**Your goal:** Each record beneath this line should be returned exactly as it is.

(Stored data entries)

PR #1252, opened 2023-03-22
hibernate-search-orm-elasticsearch - reset Author_SEQ to start with 3

rsvoboda:
hibernate-search-orm-elasticsearch - reset Author_SEQ to start with 3

Import script inserts authors with id 1 and 2, the sequence should start with 3 then.

This got reveleaed with the latest changes in Quarkus main, I thinks it's https://github.com/quarkusio/quarkus/pull/31947 done by @yrodiere, but didn't bisect Quarkus main to be sure.


yrodiere (approved):
Thanks.

It got me worried that my PR triggered this failure, so I investigated a bit. And it turns out the error was there all along, since a9ed414f612e6ca315672662bf5742b2d7df267b. It's just that because we were using the `pooled` optimizer (the default in ORM), ORM was using a pool from something like `-47` to `2`, starting with `-47`, so we wouldn't have seen the problem until we created more than 50 entities.

To be perfectly correct, a9ed414f612e6ca315672662bf5742b2d7df267b should have reset the sequence to something like `53`.
Now that we use the `pooled-lo` optimizer by default, though, resetting to `3` is the right choice.

PR #1257, opened 2023-04-04
Quarkus 3

gsmet:


gsmet:
@scrocquesel would you have an idea of what's going on here with the S3 test failing?

scrocquesel:
> @scrocquesel would you have an idea of what's going on here with the S3 test failing?

@gsmet at first glance, it seems an issue with localstack. I can't reproduce it with the current latest tag (updated 4 hours ago), but with `quarkus.aws.devservices.localstack.image-name=localstack/localstack:2.0.0` I have the same error.

Could you retry the test run ?

PR #1317, opened 2023-08-17
Artifacts need to be readable/executable as part of the root group in…

Jaland:
… order to be used on an openshift container by default.

**Check list**:

Your pull request:

- [x ] targets the `development` branch

Currently, if you try to use this docker file on Openshift you get a permissions error when trying to run `run-java.sh`. This is because the root group does not have access to execute that file. I don't think giving the root group access hurts the usage on other platforms but it will reduce the work for people trying to deploy onto Openshift.


gsmet:
Thanks for this PR. I think we will have to also apply that to the project generation in the core repository.

@maxandersen do you know someone that would be able to be authoritative on these? I have seen some back and forth 
regarding these permissions and it would be nice to have them settled once and for all with the current state of art in mind.

maxandersen:
Hmm. What version of openshift is it not working by default?

We already test and use this on multiple openshift versions so would want to know more before changing it (again) :)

**Task result:**
PR #1252, opened 2023-03-22
hibernate-search-orm-elasticsearch - reset Author_SEQ to start with 3

rsvoboda:
hibernate-search-orm-elasticsearch - reset Author_SEQ to start with 3

Import script inserts authors with id 1 and 2, the sequence should start with 3 then.

This got reveleaed with the latest changes in Quarkus main, I thinks it's https://github.com/quarkusio/quarkus/pull/31947 done by @yrodiere, but didn't bisect Quarkus main to be sure.


yrodiere (approved):
Thanks.

It got me worried that my PR triggered this failure, so I investigated a bit. And it turns out the error was there all along, since a9ed414f612e6ca315672662bf5742b2d7df267b. It's just that because we were using the `pooled` optimizer (the default in ORM), ORM was using a pool from something like `-47` to `2`, starting with `-47`, so we wouldn't have seen the problem until we created more than 50 entities.

To be perfectly correct, a9ed414f612e6ca315672662bf5742b2d7df267b should have reset the sequence to something like `53`.
Now that we use the `pooled-lo` optimizer by default, though, resetting to `3` is the right choice.

PR #1257, opened 2023-04-04
Quarkus 3

gsmet:


gsmet:
@scrocquesel would you have an idea of what's going on here with the S3 test failing?

scrocquesel:
> @scrocquesel would you have an idea of what's going on here with the S3 test failing?

@gsmet at first glance, it seems an issue with localstack. I can't reproduce it with the current latest tag (updated 4 hours ago), but with `quarkus.aws.devservices.localstack.image-name=localstack/localstack:2.0.0` I have the same error.

Could you retry the test run ?

PR #1317, opened 2023-08-17
Artifacts need to be readable/executable as part of the root group in…

Jaland:
… order to be used on an openshift container by default.

**Check list**:

Your pull request:

- [x ] targets the `development` branch

Currently, if you try to use this docker file on Openshift you get a permissions error when trying to run `run-java.sh`. This is because the root group does not have access to execute that file. I don't think giving the root group access hurts the usage on other platforms but it will reduce the work for people trying to deploy onto Openshift.


gsmet:
Thanks for this PR. I think we will have to also apply that to the project generation in the core repository.

@maxandersen do you know someone that would be able to be authoritative on these? I have seen some back and forth 
regarding these permissions and it would be nice to have them settled once and for all with the current state of art in mind.

maxandersen:
Hmm. What version of openshift is it not working by default?

We already test and use this on multiple openshift versions so would want to know more before changing it (again) :)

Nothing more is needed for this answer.